Line by line, retype the data exactly as it is given.

(Extracted entries begins)

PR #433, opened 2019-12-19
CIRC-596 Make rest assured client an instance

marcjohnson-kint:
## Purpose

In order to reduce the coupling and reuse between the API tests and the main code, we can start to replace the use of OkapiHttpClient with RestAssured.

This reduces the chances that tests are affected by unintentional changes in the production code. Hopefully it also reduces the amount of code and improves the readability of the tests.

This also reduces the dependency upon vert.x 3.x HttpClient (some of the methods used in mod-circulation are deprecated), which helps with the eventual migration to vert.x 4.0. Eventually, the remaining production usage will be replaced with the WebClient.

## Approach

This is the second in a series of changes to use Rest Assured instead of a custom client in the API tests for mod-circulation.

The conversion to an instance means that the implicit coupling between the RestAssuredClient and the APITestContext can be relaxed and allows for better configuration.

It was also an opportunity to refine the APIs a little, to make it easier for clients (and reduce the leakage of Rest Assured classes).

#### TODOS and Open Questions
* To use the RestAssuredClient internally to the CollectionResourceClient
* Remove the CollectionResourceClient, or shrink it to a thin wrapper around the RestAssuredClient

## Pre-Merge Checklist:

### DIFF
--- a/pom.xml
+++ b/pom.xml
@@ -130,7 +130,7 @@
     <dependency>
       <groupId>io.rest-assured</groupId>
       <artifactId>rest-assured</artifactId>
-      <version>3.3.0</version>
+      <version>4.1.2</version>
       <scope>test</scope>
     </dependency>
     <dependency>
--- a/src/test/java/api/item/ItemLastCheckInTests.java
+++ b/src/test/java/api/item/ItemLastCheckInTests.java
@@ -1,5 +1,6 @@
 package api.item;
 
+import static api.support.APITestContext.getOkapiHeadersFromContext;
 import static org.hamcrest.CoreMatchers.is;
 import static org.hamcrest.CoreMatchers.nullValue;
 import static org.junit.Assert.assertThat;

(Extracted entries ends)

▶ _Output below_:
PR #433, opened 2019-12-19
CIRC-596 Make rest assured client an instance

marcjohnson-kint:
## Purpose

In order to reduce the coupling and reuse between the API tests and the main code, we can start to replace the use of OkapiHttpClient with RestAssured.

This reduces the chances that tests are affected by unintentional changes in the production code. Hopefully it also reduces the amount of code and improves the readability of the tests.

This also reduces the dependency upon vert.x 3.x HttpClient (some of the methods used in mod-circulation are deprecated), which helps with the eventual migration to vert.x 4.0. Eventually, the remaining production usage will be replaced with the WebClient.

## Approach

This is the second in a series of changes to use Rest Assured instead of a custom client in the API tests for mod-circulation.

The conversion to an instance means that the implicit coupling between the RestAssuredClient and the APITestContext can be relaxed and allows for better configuration.

It was also an opportunity to refine the APIs a little, to make it easier for clients (and reduce the leakage of Rest Assured classes).

#### TODOS and Open Questions
* To use the RestAssuredClient internally to the CollectionResourceClient
* Remove the CollectionResourceClient, or shrink it to a thin wrapper around the RestAssuredClient

## Pre-Merge Checklist:

### DIFF
--- a/pom.xml
+++ b/pom.xml
@@ -130,7 +130,7 @@
     <dependency>
       <groupId>io.rest-assured</groupId>
       <artifactId>rest-assured</artifactId>
-      <version>3.3.0</version>
+      <version>4.1.2</version>
       <scope>test</scope>
     </dependency>
     <dependency>
--- a/src/test/java/api/item/ItemLastCheckInTests.java
+++ b/src/test/java/api/item/ItemLastCheckInTests.java
@@ -1,5 +1,6 @@
 package api.item;
 
+import static api.support.APITestContext.getOkapiHeadersFromContext;
 import static org.hamcrest.CoreMatchers.is;
 import static org.hamcrest.CoreMatchers.nullValue;
 import static org.junit.Assert.assertThat;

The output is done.